We next explored how DAB might elevate intracellular Ca2+ to activate ANO1. In HT-29 cells, DAB triggered a rapid increase in cytosolic Ca2+ concentration, which was blocked by the pretreatment of 9-Phe, indicating the involvement of TRPM4 (Fig. 4J). Notably, this Ca2+ rise was completely abolished when extracellular Ca2+ was removed (0 mM Ca²⁺ without EGTA) (Fig. 4K), confirming that Ca2+ influx from the extracellular space is required for ANO1 activation.

To further dissect the route of Ca2+ entry, we found that DAB-induced Ca2+ influx was nearly eliminated by nifedipine, a blocker of voltage-gated Ca2+ channels (VGCCs), and modestly reduced by SEA0400, an inhibitor of the Na+-Ca2+ exchanger (NCX) (Fig. 4L, M). These findings support a model in which TRPM4-mediated Na⁺ promotes Ca²⁺ entry through two synergistic mechanisms: (1) membrane depolarization activates voltage-gated Ca2+ channels (VGCCs); and (2) the combination of elevated intracellular Na⁺ and membrane depolarization favors reverse-mode operation of NCX, leading to additional Ca2+ influx. The resulting rise in cytosolic Ca2+ activates ANO1, driving Cl⁻ efflux and contributing to the laxative effect of DAB.

Discussion

BIC is a widely used treatment for chronic constipation and bowel cleaning prior to medical procedures3. Its laxative effect has been attributed to its active metabolite, DAB, yet the underlying molecular mechanisms have remained elusive. In this study, we identify TRPM4 as the direct molecular target of DAB and establish a mechanism through which DAB regulates intestinal fluid secretion and homeostasis. Ex vivo studies have established that a high concentration of BIC (10 μg/mL, ~27 μM) is required to enhance contractility in human large intestine21. In contrast, DAB exerts its effects—including enhanced colon mucosal secretion and increased muscle tone in both the small bowel and colon—at much lower concentrations (0.5–5 µM)22. Here, we demonstrate that DAB and BIC activate TRPM4 with EC50 values of 0.14 and 2.64 μM, respectively, consistent with the observation that DAB is much more potent than BIC to stimulate muscle contraction and mucosal secretion21,22. The discrepancy between the low EC50 values for TRPM4 activation (BIC: 2.64 µM; DAB: 0.14 µM) and the higher concentrations required in ex vivo muscle contraction /mucosal secretion is likely due to reduced bioavailability and system complexity. In the ex vivo setting, penetration through dense tissue barriers lowers the effective concentration of both compounds at their target site. Furthermore, to trigger a measurable functional contraction, a threshold numbers of TRPM4 channels must be activated, a requirement that is absent in simplified in vitro systems.

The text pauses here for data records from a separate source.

PR #3741, opened 2019-11-19
Change XSUB -> XPUB multipart message processing.

drolevar:
Now only the first part in a multipart message will be treated as subscribe/unsubscribe.
The rest will be considered user messages regardless of the first byte.

### DIFF
--- a/RELICENSE/drolevar.md
+++ b/RELICENSE/drolevar.md
@@ -1,0 +1,16 @@
+# Permission to Relicense under MPLv2 or any other OSI approved license chosen by the current ZeroMQ BDFL
+
+This is a statement by Andrij Abyzov
+that grants permission to relicense his copyrights in the libzmq C++
+library (ZeroMQ) under the Mozilla Public License v2 (MPLv2) or any other
+Open Source Initiative approved license chosen by the current ZeroMQ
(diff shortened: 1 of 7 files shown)


drolevar:
@somdoron Please, review.

bluca:
Please add a commit with a relicense grant https://github.com/zeromq/libzmq/blob/master/RELICENSE/README.md

drolevar:
@bluca Done.

sigiesec:
LGTM overall, and great there you added an explicit test for this!

Please just
- [ ] fix two formatting errors in test, see https://travis-ci.org/zeromq/libzmq/jobs/614090448#L744

drolevar:
@sigiesec Done.

somdoron:
I would not change the behavior for frames following subscription/unsubscription as it is might be a breaking change. If you want to keep the new behavior we at least need an option for it, to not break existing behavior.

drolevar:
@somdoron I can implement it in a way that if the first frame is **NOT** a subscription/unsubscription, then all the rest are also treated in the same way. However, the logic will be slightly more complicated.

mrseanmorris:
Agree with @somdoron .  Can this be made a socket option, and probably only enabled in draft mode.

We show that TRPM4 is highly expressed in intestinal epithelial cells, as evidenced by co-localization with the epithelial marker CK-18. Both global and intestinal epithelium-specific TRPM4 knockout mice fail to exhibit DAB-induced laxative effects, demonstrating that BIC-induced laxative effect is solely dependent on the activation of intestinal epithelial TRPM4 by its active metabolite, DAB. These data suggest that intestinal epithelial TRPM4 is an effective molecular target to cause diarrhea and an efficacious molecular target to treat chronic constipation.

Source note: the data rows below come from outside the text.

PR #3743, opened 2019-11-23
Fix ZMQ_LAST_ENDPOINT with WS[S] and use it in tests

bluca:


bluca:
@somdoron any idea why the WSS test would hang?

somdoron:
No... I will check out tomorrow

somdoron:
So the ws_address is used both for wss and ws, when you call ZMQ_LAST_ENDPOINT you actually get back a "ws" scheme, although you actually used "wss".
the ws_address_t.to_string is causing the problem, it is always returning the "ws" scheme.

So we either need to make a class for wss and only fix the to string, or let the ws_address constructor knows if it "ws" or "wss" and fix the to_string method.

Let me know what you prefer and I will fix it.

bluca:
I have added a wss_address_t subclass, as adding booleans around was awkward due to the get_socket_name common method

somdoron:
@bluca is it read to be merged?

bluca:
if it looks good to you, then yes

PR #3744, opened 2019-11-27
Problem: static libs are generated without given basename

liedtkeInTUM:
Using static lib generates a wrong output name.  It is just named lib{ZMQ_OUTPUT_BASENAME} and not using the given cmake variable as $ is missing.


bluca:

PR #3806, opened 2020-02-03
Problem: intermittent timeouts of test_reconnect_ivl

sigiesec:
Solution: increase timeout to 15 seconds


bluca:
do we need the same in automake?

PR #3807, opened 2020-02-03
Problem: intermittent timeouts on test_heartbeats

sigiesec:
Solution: increase number of retries when reading monitor event


bluca:
Still failed:

../../config/test-driver: line 107: 30502 Alarm clock: 14         "$@" > $log_file 2>&1
FAIL: tests/test_heartbeats

Do we need to increase the test timeout as well?

sigiesec:
I think this could be merged now.

PR #3808, opened 2020-02-03
Fix intermittent test_monitor and test_security_zap timeouts/deadlocks for now

sigiesec:
@bluca @somdoron Adding the additional loop in `test_monitor_versioned_basic` seems to fix the intermittent failures. We might add this to the test, but I think that it shouldn't really be required for a user to always wait for ZMQ_EVENT_MONITOR_STOPPED. I can show you tomorrow what happens in the bad case without this addition.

Unlike endogenous TRPM4 activation, which is tightly coupled to intracellular Ca2+ and is subject to rapid desensitization, DAB activates TRPM4 independently of calcium and temperature23,24. DAB-induced activation results in a sustained Na+ current and a persistent [Na+]i increase in both HEK-293-TRPM4 and HT-29 cells. Such persistent and robust effect is likely required to effectively and consistently trigger a diarrhea effect, observed in the clinical settings. Our structural data reveal that DAB binds to a site in the S1-S4 domain. Interestingly, DAB bypasses the typical TMD-ICD allosteric coupling observed in calcium-dependent activation, providing a mechanism for TRPM4 gating that involves direct signal transduction within the TMD.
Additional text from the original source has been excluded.